El Pais (Nacional) (ABC)

Tapachula, una cárcel a cielo abierto

Las calles de la ciudad mexicana se han convertido en un enorme campo de refugiados esperando viajar al Norte

- ELENA REINA, Tapachula (México)

Lo que antes era el parque central de Tapachula, es ahora un laberinto por el que deambulan cientos de migrantes. No hay trabajo ni otra forma de resistenci­a que el dinero que envían los familiares a los bancos de remesas con cientos de personas haciendo fila a sus puertas. Las aceras de esta ciudad, la más grande de toda la frontera que divide México de Guatemala, son los barrotes de una cárcel a cielo abierto.

Tapachula se ha convertido en el embudo más grande de migrantes de América. El muro que soñaba Donald Trump concentrad­o en un solo municipio de 300.000 habitantes.

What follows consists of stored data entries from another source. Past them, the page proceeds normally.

PR #98, opened 2014-12-19
Allow for excluded elements in a page's all_there? check

TheMetalCode:
Let's say the page I'm modeling with a SitePrism::Page class has at least one element that isn't always guaranteed to be present.

``` ruby
  element :name_field, '#name'
  element :err_msg, '.error'
end
```

If I ever wished to leverage that page's all_there? check, it would fail because the err_msg would not be present on initial load (hopefully). And yet, I would very much like to use the page's all_there? check.

This pull request adds the ability for any page class to define an excluded_elements method, which would return an array of elements to exclude from the all_there? check.


lib/site_prism/element_checker.rb
```diff
@@ -1,9 +1,35 @@
...
   module ElementChecker
+
     def all_there?
       Capybara.using_wait_time(0) do
-        self.class.mapped_items.all? { |element| send "has_#{element}?" }
+        expected_elements.all? { |element| send "has_#{element}?" }
       end
     end
+
+    def excluded_all_absent?
```
TheMetalCode: I did not end up using this method a whole lot, but I thought there might be at least some cases where one would want to test whether or not the elements in excluded_elements are actually absent.

luke-hill:
This is one of a few PR's raised which I'm looking into, and just generally giving a "bump".

Could you provide an update if at all possible into what you want to do with this PR (I'm aware it's been left a while)

Thanks for your contribution.

Note: I noticed you mentioned you think this is duplicate code. If so lets just close this PR

TheMetalCode:
@luke-hill Thanks for reaching out! Since submitting this PR I moved away from using SitePrism, and am now in another job where we do use SitePrism again, so it's actually a good time for me to dig back in and see if I still think this code is useful. I'll update this weekend for sure.

Also, my fault for not clarifying: the duplication comment was in reference to solving rubocop errors that were on my branch that were being addressed in another PR, and not the code to allow for excluded elements in an `all_there?` check.

TheMetalCode:
https://travis-ci.org/natritmeyer/site_prism/builds/342765313?utm_source=github_status&utm_medium=notification

^^ Demonstrates that when Rubocop tech debt is excluded and geckodriver is added to the travis config (see https://github.com/natritmeyer/site_prism/pull/186/files), this build would likely pass.

TheMetalCode:
@luke-hill OK, given a merge-in of latest master and a quick brush-up, I'd still like for this PR to be considered. The `all_there?` check is something I tend to want to use on initial page load to avoid having to use a lot of specific `wait_until_some_element_visible` statements later on, and the ability to exclude elements not always guaranteed to be present on a given page seems useful to me. 

I did rewrite the PR description a bit, because I think the modal example wasn't really the best illustration - I'd probably use distinct page object classes and not sections for those anyways.

luke-hill:
I'm happy for this code as the code suggests. However (Not yet), at some point next week I'll probably review with some stylistic stuff. However the code as is does enough to warrant a merge without massive refactors.

I'll get round to this at some point in a week or so, this code is unlikely to hit 2.9.x or a 2.10 candidate. But it will definitely hit a release soon after. 

Thanks for your support.

Luke

README.md
```diff
@@ -706,6 +706,19 @@ end
 
 ```
 
+You may wish to have elements declared in a page object class that are not always guaranteed to be present (success or error messages, etc.). If you'd still like to test such a page with `all_there?` you can define an `excluded_elements` method on your page object class that excludes the specified elements from the `all_there?` check.
+
+```ruby
+class TestPage < SitePrism::Page
+  element :name_field, '#name'
```
luke-hill: Optional - I'm going to change the docs at some point to use `()` instead of spaces as it's more declarative and avoids any issues. This is going to be a suite wide linting change. If you want to tweak yours here that would be nice.

features/page_element_interaction.feature
```diff
@@ -44,6 +44,10 @@ Feature: Page element interaction
     When I navigate to the home page
     Then all expected elements are present
 
+  Scenario: Page with excluded_elements
```
luke-hill: Optional Linting
As you're directly referencing a method inside a Scenario wrap it in backticks (Key left of 1), to show this

features/page_element_interaction.feature
```diff
@@ -44,6 +44,10 @@ Feature: Page element interaction
...
+    When I navigate to the home page with excluded elements
```
luke-hill: `home page that contains excluded elements`

lib/site_prism/element_checker.rb
```diff
@@ -2,8 +2,18 @@ module SitePrism
...
-        self.class.mapped_items.all? { |element| send "has_#{element}?" }
+        elements_to_check.all? { |element| send "has_#{element}?" }
       end
     end
+
+    private
+
+    def elements_to_check
+      elements = self.class.mapped_items
+      if self.respond_to? :excluded_elements
```
luke-hill: wrap args in `()` and el after include on line below

spec/element_spec.rb
```diff
@@ -45,6 +45,23 @@ class PageWithAFewElements < SitePrism::Page
     expect(page).to respond_to :all_there?
   end
 
+  it 'checks only expected_elements if excluded_elements specified' do
+    class PageWithAFewElements < SitePrism::Page
+      element :bob, 'a.b c.d'
```
luke-hill: Same as description on README, up to you though as I know it's in keeping style.

spec/element_spec.rb
```diff
@@ -45,6 +45,23 @@ class PageWithAFewElements < SitePrism::Page
...
+      element :success_msg, 'span.alert-success'
+
+      def excluded_elements
+        %w[success_msg]
+      end
+    end
+    page = PageWithAFewElements.new
+    allow(page).to receive(:has_bob?).and_return(true)
+    allow(page).to receive(:has_success_msg?).and_return(false)
+    expect(page.all_there?).to be_truthy
```
luke-hill: Originally wrote this was redundant, but you're making the call here.

Perhaps instead just verbosely call `page.all_there?` I know the whole stylistic area of our Specs needs a lot of work (RE Let blocks and formatting)

test_site/pages/home_with_excluded_elements.rb
```diff
@@ -0,0 +1,42 @@
...
+  element :go_button, :xpath, '//input'
+  element :link_to_search_page, :xpath, '//a'
+  element :some_slow_element, :xpath, '//a[@class="slow"]'
+  element :invisible_element, 'input.invisible'
+  element :shy_element, 'input#will_become_visible'
+  element :retiring_element, 'input#will_become_invisible'
+  element :remove_container_with_element_btn, 'input#remove_container_with_element'
+
+  # elements groups
+  elements :lots_of_links, :xpath, '//td//a'
```
luke-hill: I don't generically have an issue with what you've done here to obtain Test Isolation. However I do believe that this class could be 25-50% lighter. 

To start with lets remove all plural items (`sections` and `elements`), and perhaps just have a couple of `element` and `section` objects. With of course the element objects that don't exist.

2.10 / 2.11 are going to be massively trimmed down dieted versions ideally of SitePrism so it's easier to manage going forwards.

spec/element_spec.rb
TheMetalCode: In my mind, `expect(page.all_there?).to be_truthy` is a fairly key assertion, perhaps even more important than the two below it, because the idea behind `excluded_elements` is to allow for `all_there?` to return true even when elements specified ahead of time are not present on the page. It just happens to also function as a call to `all_there?` that enables the below two assertions about the stubbed methods.

Arguably this could be two specs, under a `describe` block. That's a good area of improvement for the entire rspec suite, along with wider use of `let` blocks and other matters.

test_site/pages/home_with_excluded_elements.rb
TheMetalCode: The more I think about it, the more I'd like to actually have a pared down htm file to match a pared-down page object class to test the `excluded_elements` case. Will add that as well.

README.md
```diff
@@ -711,6 +711,19 @@ end
 
 ```
 
+You may wish to have elements declared in a page object class that are not always guaranteed to be present (success or error messages, etc.). If you'd still like to test such a page with `all_there?` you can define an `excluded_elements` method on your page object class that excludes the specified elements from the `all_there?` check.
+
+```ruby
+class TestPage < SitePrism::Page
+  element(:name_field, '#name')
```
tgaff: The style in (most of?) the rest of the documentation does not use parentheses around these arguments.  If you have time maybe change it to be consistent.

e.g. `  element :search_field, "input[name='q']"`

README.md
```diff
@@ -711,6 +711,19 @@ end
...
+  element(:success_msg, 'span.alert-success')
+
+  def excluded_elements
```
tgaff: Why not just have this as an array?  Why a method?

test_site/html/home_with_excluded_elements.htm
```diff
@@ -0,0 +1,43 @@
+<!DOCTYPE html>
+<html>
+  <head>
+    <title>Home Page With Excluded Elements</title>
+    <script type="text/javascript">
+    function removeElement(node) {
```
tgaff: I think this script and some of the html content below is unnecessary.  The next developer in here may not be aware of what is and isn't actually used, so it's best to keep it minimal.

test_site/pages/home_with_excluded_elements.rb
```diff
@@ -0,0 +1,16 @@
+class TestHomePageWithExcludedElements < SitePrism::Page
+  set_url('/home_with_excluded_elements.htm')
+  set_url_matcher(/home_with_excluded_elements\.htm$/)
+
+  # individual elements
+  element(:welcome_header, :xpath, '//h1')
+  element(:welcome_message, :xpath, '//span')
+  element(:go_button, :xpath, '//input')
```
tgaff: Similar to above, I don't think most of this is used, right?  
2 or 3 elements is probably sufficient.

README.md
TheMetalCode: That conflicts with prior review input from @luke-hill that explicitly asks for the parentheses to be used.

README.md
tgaff: Oh... now I see this.  
I'm afraid that I just suggested the opposite.  😓 Sorry for the confusion @TheMetalCode 

@luke-hill I'm not sure why you want to add the parentheses, but would it make more sense to just do them all at once rather than piece-meal?
The ruby style guide suggests that we should omit parentheses for "Methods that are part of an internal DSL (e.g., Rake, Rails, RSpec)".  I think this applies.
https://github.com/bbatsov/ruby-style-guide#syntax

README.md
TheMetalCode: I'm not sure I understand the question - do you mean why a method instead of a class constant or an instance variable? Given that the logic I added in lib/site_prism/element_checker.rb is meant to operate on `excluded_elements` as some kind of member of a page object class, I'm not sure what having this be a simple array would mean. It has to be either some kind of member variable that holds an array, or what I have here, a method that returns an array.

README.md
tgaff: Right, my bad.  I didn't know he was trying to change that.  I commented his comment.

README.md
tgaff: What I'm trying to say is that this is the only point in an otherwise declarative DSL where the user is instructed that they need to define a method, so it maybe feels a little out of place.


```ruby
  element(:name_field, '#name')
  element(:success_msg, 'span.alert-success')

  def excluded_elements
    %w[success_msg]
  end
end
```

I'm wondering if you considered something like the below implementation:

```ruby
  element(:name_field, '#name')
  element(:success_msg, 'span.alert-success')

  excluded_elements ['success_msg', 'alert']
 
end
```

tgaff:
You could even take this a step further:

```ruby
  element(:name_field, '#name')
  element(:success_msg, 'span.alert-success')
  element(:login_button, '#login')
  excluded_elements %w[success_msg alert]

  def logged_in_exclusions
    ['login_button']
  end    

end

@page.all_there? => true
@page.all_there?(except: :name_field) => true
@page.all_there?(except: @page.logged_in_exclusions)  # ok, maybe not the prettiest implementation
```

README.md
TheMetalCode: Gotcha. Yeah, that is a fair point, keeping up with the declarative DSL probably is going to flow a bit better. I'll give that a spin. Thanks!

test_site/html/home_with_excluded_elements.htm
TheMetalCode: Yeah, this is kept from the `home.html` as something to enable an element that isn't immediately present but becomes present later. Which...isn't _strictly_ necessary for the purpose of this test so I'll pare down for sure.

TheMetalCode:
@tgaff Food for thought - thanks! I think I like the idea of `except` as an optional arg to `all_there`.

README.md
TheMetalCode: Hmm...I guess I'd say if Rubocop isn't going to enforce parentheses for things like DSL declarations then I'm having a hard time coming up with a reason why we should. My two cents.

luke-hill:
Given I had already signed this off (And at the time wasn't getting reviews from others). What do we want to do.

I think as is it is perfectly fine to hit a `2.11` candidate (Tagged). And can always be iterated on.

I'd prefer things such as test cleanup e.t.c. if done separately to look at all situations. And I will be looking into bits and pieces of this going forward on the `TODO.md` doc.

@TheMetalCode Do you want to make changes in this PR. Or raise a new PR in 2.11 once this is merged in (Either option is fine by me). @tgaff Are you happy with this also?

README.md
luke-hill: I've had a read of that article. I was aware of it being the case for things like Rails e.t.c. I guess it's the case that do we declare this is our internal DSL. In which case we probably would. SO happy to be proven wrong here.

There are plenty of instances elsewhere though where we don't use `()` and I will be switching those over. But happy to admit I'm wrong here. 

For reference, at my company we use `()` btu I'm happy for the declared style to omit them. If you both feel as though that is best.

TheMetalCode:
@luke-hill I think I'd like to shoot for one change in this PR, addressing @tgaff's suggestion to make `excluded_elements` part of the DSL (like `element`) and not just a method, as I think that would be a significant improvement that I'd like to get right the first time. I think everything else can be iterated on later.

README.md
TheMetalCode: I'd probably prefer to leave out the parentheses for the DSL declarations but enforce them for plain-old ruby method arguments and other places where we'd expect them to be present.

tgaff:
Sounds good to me!  Let me know if I can help (although I'm not free again until Wed)!

TheMetalCode:
@luke-hill @tgaff I gave this some further thought and would like to propose https://github.com/natritmeyer/site_prism/pull/208 as an alternative to this PR. I think `expected_elements` might be a better approach than `excluded_elements`.

luke-hill:
Oki. Lets close this PR then and mark that as ready for review.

Desde enero, a ese censo se han sumado más de 35.000 personas buscando refugio o un visado humanitari­o.

Nunca en la historia México había recibido a tanta gente que huye de sus países. Si en 2019 fueron al menos 70.400, este año esperan más de 120.000 llegadas irregulare­s, según cifras oficiales. Y la inmensa mayoría lo hace a través de Tapachula, donde se registra el 70% de las solicitude­s de asilo, la única herramient­a para recibir un papel que enseñar a los agentes de Migración, ganarse la vida y no ser deportado. Aunque su objetivo siempre está al norte: alcanzar Estados Unidos.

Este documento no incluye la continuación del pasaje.